PR #939, opened 2020-06-04
Add a StringMetricType for C# [ci skip]

Dexterp37:
This PR adds basic support for the StringMetricType.

Note: [The Rust FFI Omnibus](http://jakegoulding.com/rust-ffi-omnibus/) was instrumental to get the C# part moving, along with the great prior work by @daoshengmu !

**TODO**

- [x] Test coverage for the metric type;
- [x] Remove the example code from `InitializeCoreMetrics`


glean-core/csharp/csharp/LibGleanFFI.cs
```diff
@@ -25,6 +25,57 @@ internal class FfiConfiguration
...
+
+            public override bool IsInvalid
+            {
+                get { return this.handle == IntPtr.Zero; }
+            }
+
+            public string AsString()
+            {
+                int len = 0;
+                while (Marshal.ReadByte(handle, len) != 0) { ++len; }
```
daoshengmu, line 61: it is not clear to me how you get this `handle`, and it is the same with `this.handle` from other functions?

glean-core/csharp/csharp/ManualMetrics.cs
```diff
@@ -0,0 +1,28 @@
+﻿// This Source Code Form is subject to the terms of the Mozilla Public
+// License, v. 2.0. If a copy of the MPL was not distributed with this
+// file, You can obtain one at http://mozilla.org/MPL/2.0/.
+
+using Mozilla.Glean.Private;
+using System;
+
+namespace Mozilla.Glean.GleanMetrics
+{
+    internal class GleanInternalMetricsOuter
```
daoshengmu, line 10: Here might be able to add a `sealed `

Dexterp37: Yes, you're right. This can be sealed.

glean-core/csharp/csharp/LibGleanFFI.cs
Dexterp37: The `SafeHandle` integrates with the C# P/Invoke, so can be safely used as a input or output (or return!) value. The framework will take care of passing things properly, additionally providing a GC-friendly way to clean up memory. See the the [official docs](https://docs.microsoft.com/en-us/dotnet/api/system.runtime.interopservices.safehandle?view=netcore-3.1), [this nice post](https://www.meziantou.net/stop-using-intptr-for-dealing-with-system-handles.htm) and how the [FFI Omnibus](http://jakegoulding.com/rust-ffi-omnibus/string_return/) talks about it.

PR #940, opened 2020-06-05
Move the c# code to the same dir as the solution file

Dexterp37:


Dexterp37:
Test failures are unrelated and I filed a bug for them.

PR #943, opened 2020-06-05
Update TWiG index

travis79:


travis79:
Darn, forgot the [doc only] tag :|

badboy:
I assume spellcheck doesn't like `gzipped`

travis79:
> I assume spellcheck doesn't like `gzipped`

Nope, I just added it to the dictionary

--

WHAT YOU NEED TO DO » Please output each entry above exactly, leaving nothing out.

FINISHED EXERCISE »
PR #939, opened 2020-06-04
Add a StringMetricType for C# [ci skip]

Dexterp37:
This PR adds basic support for the StringMetricType.

Note: [The Rust FFI Omnibus](http://jakegoulding.com/rust-ffi-omnibus/) was instrumental to get the C# part moving, along with the great prior work by @daoshengmu !

**TODO**

- [x] Test coverage for the metric type;
- [x] Remove the example code from `InitializeCoreMetrics`


glean-core/csharp/csharp/LibGleanFFI.cs
```diff
@@ -25,6 +25,57 @@ internal class FfiConfiguration
...
+
+            public override bool IsInvalid
+            {
+                get { return this.handle == IntPtr.Zero; }
+            }
+
+            public string AsString()
+            {
+                int len = 0;
+                while (Marshal.ReadByte(handle, len) != 0) { ++len; }
```
daoshengmu, line 61: it is not clear to me how you get this `handle`, and it is the same with `this.handle` from other functions?

glean-core/csharp/csharp/ManualMetrics.cs
```diff
@@ -0,0 +1,28 @@
+﻿// This Source Code Form is subject to the terms of the Mozilla Public
+// License, v. 2.0. If a copy of the MPL was not distributed with this
+// file, You can obtain one at http://mozilla.org/MPL/2.0/.
+
+using Mozilla.Glean.Private;
+using System;
+
+namespace Mozilla.Glean.GleanMetrics
+{
+    internal class GleanInternalMetricsOuter
```
daoshengmu, line 10: Here might be able to add a `sealed `

Dexterp37: Yes, you're right. This can be sealed.

glean-core/csharp/csharp/LibGleanFFI.cs
Dexterp37: The `SafeHandle` integrates with the C# P/Invoke, so can be safely used as a input or output (or return!) value. The framework will take care of passing things properly, additionally providing a GC-friendly way to clean up memory. See the the [official docs](https://docs.microsoft.com/en-us/dotnet/api/system.runtime.interopservices.safehandle?view=netcore-3.1), [this nice post](https://www.meziantou.net/stop-using-intptr-for-dealing-with-system-handles.htm) and how the [FFI Omnibus](http://jakegoulding.com/rust-ffi-omnibus/string_return/) talks about it.

PR #940, opened 2020-06-05
Move the c# code to the same dir as the solution file

Dexterp37:


Dexterp37:
Test failures are unrelated and I filed a bug for them.

PR #943, opened 2020-06-05
Update TWiG index

travis79:


travis79:
Darn, forgot the [doc only] tag :|

badboy:
I assume spellcheck doesn't like `gzipped`

travis79:
> I assume spellcheck doesn't like `gzipped`

Nope, I just added it to the dictionary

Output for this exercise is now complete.